Washington D.C. – A proposed legislative package, characterized by critics as the "One Big Horrible Bill," is currently under consideration in the U.S. Senate, sparking widespread concern over its potential impact on the nation's clean energy sector. Energy policy expert Jesse D. Jenkins, a Princeton professor, voiced strong opposition on social media, stating, > "The energy provisions in the Republicans' One Big Horrible Bill are truly so bad! Who wants this?"
The bill, also referred to as the "One Big Beautiful Bill" by some proponents, includes provisions that would significantly curtail tax incentives for wind, solar, and electric vehicle projects, potentially ending them by 2028. Analysis by The Brattle Group suggests these eliminations could lead to a substantial $520 billion decrease in solar and wind investment by 2035 and result in higher electricity prices for consumers.

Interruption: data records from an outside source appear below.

PR #593, opened 2023-07-22
Fix doc comment missing on struct/union array fields, update test, ve…

### LINKED ISSUE #592: Comments are not extracted into generated binding for C array
When generating bindings using ffigen for a C `struct` that contain an `array`, the associated comment of the `array` is not extracted to the generated bindings.

For example if ffigen is run on the following C `struct`:
```c
/// Bug demo structure
struct MyStruct {
  /// Comment for an int is correctly extracted
  int myInt;
  
  /// Comment for an array is not extracted
  int myArray[42];
}
```

... with following pubspec.yaml config:
```yaml
ffigen:
  # ...
  comments:
    style: any
    length: full
```

... the generated binding is:
```dart
/// Bug demo structure
final class MyStruct extends ffi.Struct {
  /// Comment for an int is correctly extracted
  @ffi.Int()
  external int myInt;

  @ffi.Array.multi([42])
  external ffi.Array<ffi.Int> myArray;
}
```

I would have expected the comment `/// Comment for an array is not extracted` to be extracted to the generated binding dart file.
This is the case with both ffigen 8.0.2 and 9.0.0 (I have not performed tests on other versions) with flutter 3.10.6.

mannprerak2:
Closes #592

### DIFF
--- a/lib/src/header_parser/sub_parsers/functiondecl_parser.dart
+++ b/lib/src/header_parser/sub_parsers/functiondecl_parser.dart
@@ -70,8 +70,8 @@ List<Func>? parseFunctionDeclaration(clang_types.CXCursor cursor) {
 
     // Initialized with a single value with no prefix and empty var args.
     var varArgFunctions = [VarArgFunction('', [])];
-    if (clang.clang_isFunctionTypeVariadic(cursor.type()) == 1) {
-      if (config.varArgFunctions.containsKey(funcName)) {
+    if (config.varArgFunctions.containsKey(funcName)) {
+      if (clang.clang_isFunctionTypeVariadic(cursor.type()) == 1) {
         varArgFunctions = config.varArgFunctions[funcName]!;
       } else {
         _logger.warning(
--- a/test/header_parser_tests/comment_markup.h
+++ b/test/header_parser_tests/comment_markup.h
@@ -23,4 +23,7 @@ struct Com4{
 
     /* Single line field comment. */
     float b;
+
+    /* Comment on array member */
+    int c[3];
 };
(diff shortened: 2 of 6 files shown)


lib/src/header_parser/sub_parsers/functiondecl_parser.dart
```diff
@@ -70,8 +70,8 @@ List<Func>? parseFunctionDeclaration(clang_types.CXCursor cursor) {
 
     // Initialized with a single value with no prefix and empty var args.
     var varArgFunctions = [VarArgFunction('', [])];
-    if (clang.clang_isFunctionTypeVariadic(cursor.type()) == 1) {
-      if (config.varArgFunctions.containsKey(funcName)) {
+    if (config.varArgFunctions.containsKey(funcName)) {
+      if (clang.clang_isFunctionTypeVariadic(cursor.type()) == 1) {
```
mannprerak2, line 74: Just discovered this by accident when parsing -
```C
extern void abcd();
```
```txt
[WARNING]: Skipping variadic-argument config for function abcd since its not variadic.
```

This didn't affect the flow, but generated a misleading log for every variadic function there would be in the source code

test/header_parser_tests/comment_markup.h
```diff
@@ -23,4 +23,7 @@ struct Com4{
 
     /* Single line field comment. */
     float b;
+
+    /* Comment on array member */
```
dcharkes, line 27: nit: period at end of sentence.

dcharkes (approved):
Thanks @mannprerak2 !

test/header_parser_tests/comment_markup.h
mannprerak2: Fixed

Jenkins highlighted broad industry opposition, noting, > "The country's automakers don't want it. Electric utilities don't want it. Data center developers don't want it. Manufacturers in energy intensive industries don't want it." He further claimed the bill would > "straight up murder the boom in battery, solar and wind manufacturing investment," leading to the loss of "a half a trillion dollars of pending investment in US manufacturing and energy supply and 100s of thousands of associated jobs."
The proposed rollbacks come despite the significant economic growth spurred by the Inflation Reduction Act (IRA), which has driven over $132 billion in private sector investment and created 123,000 jobs in clean energy since its enactment in 2022. Notably, approximately 75% of these manufacturing investments have occurred in Republican-led states, complicating the legislative debate.
Some Republican lawmakers from states like Utah, Alaska, North Carolina, and Kansas have expressed reservations about the proposed cuts, citing the positive economic impact of clean energy projects in their constituencies. However, others argue that ending these incentives would save taxpayers money and reduce federal spending. The bill's passage remains uncertain as negotiations continue in the Senate.